SPRUI78D March 2019 – January 2022 TMS320F28075 , TMS320F28075-Q1 , TMS320F28076 , TMS320F28374D , TMS320F28374S , TMS320F28375D , TMS320F28375S , TMS320F28375S-Q1 , TMS320F28376D , TMS320F28376S , TMS320F28377D , TMS320F28377D-Q1 , TMS320F28377S , TMS320F28377S-Q1 , TMS320F28378D , TMS320F28378S , TMS320F28379D , TMS320F28379D-Q1 , TMS320F28379S
The standardized E-GAS monitoring concept [6] for engine management systems generated by the German VDA working group “E-Gas-Arbeitskreis” is an example of a well-trusted safety-architecture that may be used for applications other than engine management systems provided it fits the purpose of the new application in terms of diagnosis feasibility, environment constraints, time constraints, robustness, and so forth [7]. For more information, see Figure 4-2.

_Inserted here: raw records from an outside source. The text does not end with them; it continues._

PR #1498, opened 2025-09-11
Add GTFS for RegioJet - trains in Poland

kasmar00:
This feed contains RegioJet routes in Poland. Routes in Czechia are already in CZ national feed.

### DIFF
--- a/feeds/pl.json
+++ b/feeds/pl.json
@@ -704,6 +704,18 @@
             }
         },
         {
+            "name": "RegioJet",
+            "type": "http",
+            "spec": "gtfs",
+            "url": "https://gtfs.kasznia.net/static/regio-jet.zip",
+            "license": {
+                "spdx-identifier": "CC-BY-4.0"
+            },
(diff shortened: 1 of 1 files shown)


jbruechert:
Thanks!

Lach-anonym:
Is it possible to change vehicle type IDs, so for example the Przemyśl-Praha train will be a night train? It's to make the transport filtering in Transitous useful

mlundblad:
> Is it possible to change vehicle type IDs, so for example the Przemyśl-Praha train will be a night train? It's to make the transport filtering in Transitous useful

This might be possible to do when the support for the import scripts lands in Transitous, I think?

kasmar00:
Hi, unfortunately the library I'm using (impuls.readthedocs.io) doesn't support extended route types. I'm considering making a contribution to support it, but it's not on my priorities list yet.
In the meantime the lua scripts could help. I can write such a script once the support lands.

The TMS320F2837xD/S and TMS320F2807x MCU device family supports heterogeneous asymmetric architecture and their functional safety features lend themselves to an E-GAS concept implementation at system level as indicated in Figure 4-3. In the first level (Level 1), the functions required for the system mission are computed. Second level (Level 2) checks the correct formation in first level based on selected set of parameters. Third level (Level 3) implements an additional external monitoring element, for the correct carrying out of the mission in the first level and/or monitoring in the second level. The exact functional safety implementation and the modules used for realizing Level 1 and Level 2 and the external monitoring device for realizing Level 3 are left to the system designer. Though Figure 4-3 indicates CLA implementing Level1 and CPU(28x) implementing Level2 of the EGAS monitoring concept, both the processing units are capable of implementing either of the levels. The application can determine the partitioning based on the system requirements.